Firstly, given the simplicity of the will (and this has been confirmed by the solicitor/executor), we do not wish to be forced to pay over up to 3%+VAT to the solicitor. It is my understanding that the executor is legally required to ensure that everything is in order. That is fine. What we both object to is the fact that he is using his own firm to carry out probate etc and charging us such a high percentage fee for the privilege. I have no objection to paying for his time / services; I do object to effectively being forced to do so.

Can we insist on either of the following (as after all, we will end up paying for the service):

A) Insist on having our own solicitor conducting the affairs of the estate and having the executor confirming everything is in order. 

B) Forcing the solicitor to agree to a mutually acceptable fixed price, rather than a percentage fee.
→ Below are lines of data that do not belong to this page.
PR #182, opened 2019-01-23
Case-insensitive sort for credential and service lists

ryan-lane:
Current sorting for credentials isn't case insensitive, which sorts lowercase together and uppercase together, which makes it awkward to find credentials when adding them to a service.


ikonst:
I'm sorry.

ryan-lane:
LOL. Not your fault. We should always ensure master is in a buildable
state. Our internal salt code for this is correct, so I just needed to
reference it to see how to fix things.

PR #184, opened 2019-02-20
Do not use mutable arguments in pynamo models

ryan-lane:
To avoid potential future issues with data corruption, if usage of the models changes, avoid use of mutable args in pynamo models.


ryan-lane:
meow @woodrow 
meow @vivianho 
meow @jmphilli

Issue #186, opened 2019-04-12
More Webhook support


edify42:
The current design only allows for 1 webhook endpoint to be configured (with basic authentication supported).

I'd like to extend this by allowing 1 extra environment variable to be injected `WEBHOOK_ARRAY_FILE` which points to a JSON file with data that looks like below:

```
[
  {
    "WEBHOOK_URL": "https://webhook_dev.example.com"
  },
  {
    "WEBHOOK_URL": "https://webhook_test.example.com",
    "WEBHOOK_USERNAME": "myhookuser",
    "WEBHOOK_PASSWORD": "mylongandsupersecurehookpassword"
  }
]
```

This file can be mounted onto the docker container and the path passed in via `WEBHOOK_ARRAY_FILE`. The existing functionality will not be broken and users can now add multiple webhook endpoints when secrets are updated.

edify42:
@ryan-lane is this something we could do?

I saw the issue @egeland raised with Webhooks regarding security

ryan-lane:
Hey! Let me take a look at the current solution and the security concerns raised. My first gut reaction is that this feels ok, though.

ryan-lane:
Oh, hah. I raised the concerns, right. Let me re-evaluate my thoughts there.

egeland:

As I have stated before, we both feel that be have been maneuvered into a position where we both have no option to pay such high fees.

It is also worth nothing that the previous version of the will had both my sister and myself as executors. My father (82) brought the will to the current executor/solicitor for an update two years ago and that is when he appeared as named executor. This I find somewhat suspicious, but obviously there is no proof of anything.

Any thoughts, suggestions would be appreciated.

Regards,

S


----------



## mangos (16 Feb 2007)

Dear S,

You are in a very difficult situation as the solicitor is the executor of your father's will.  He/she is obliged in this case to carry out your father's wishes but being the executor, they have enormous powers.  Your father's file belongs to the solicitor and you are only entitled to documents relating to you as a beneficiary such as title deeds for instance. The solicitor cannot be removed from this role save through the high court.  He/she is only obliged to provide you with a distribution account showing where your father's assets/expenses etc went.  He/she can also open up an executor's account to cover expenses, but I think is obliged to give you a copy of this.  Your father's bank accounts can be accessed by this solicitor.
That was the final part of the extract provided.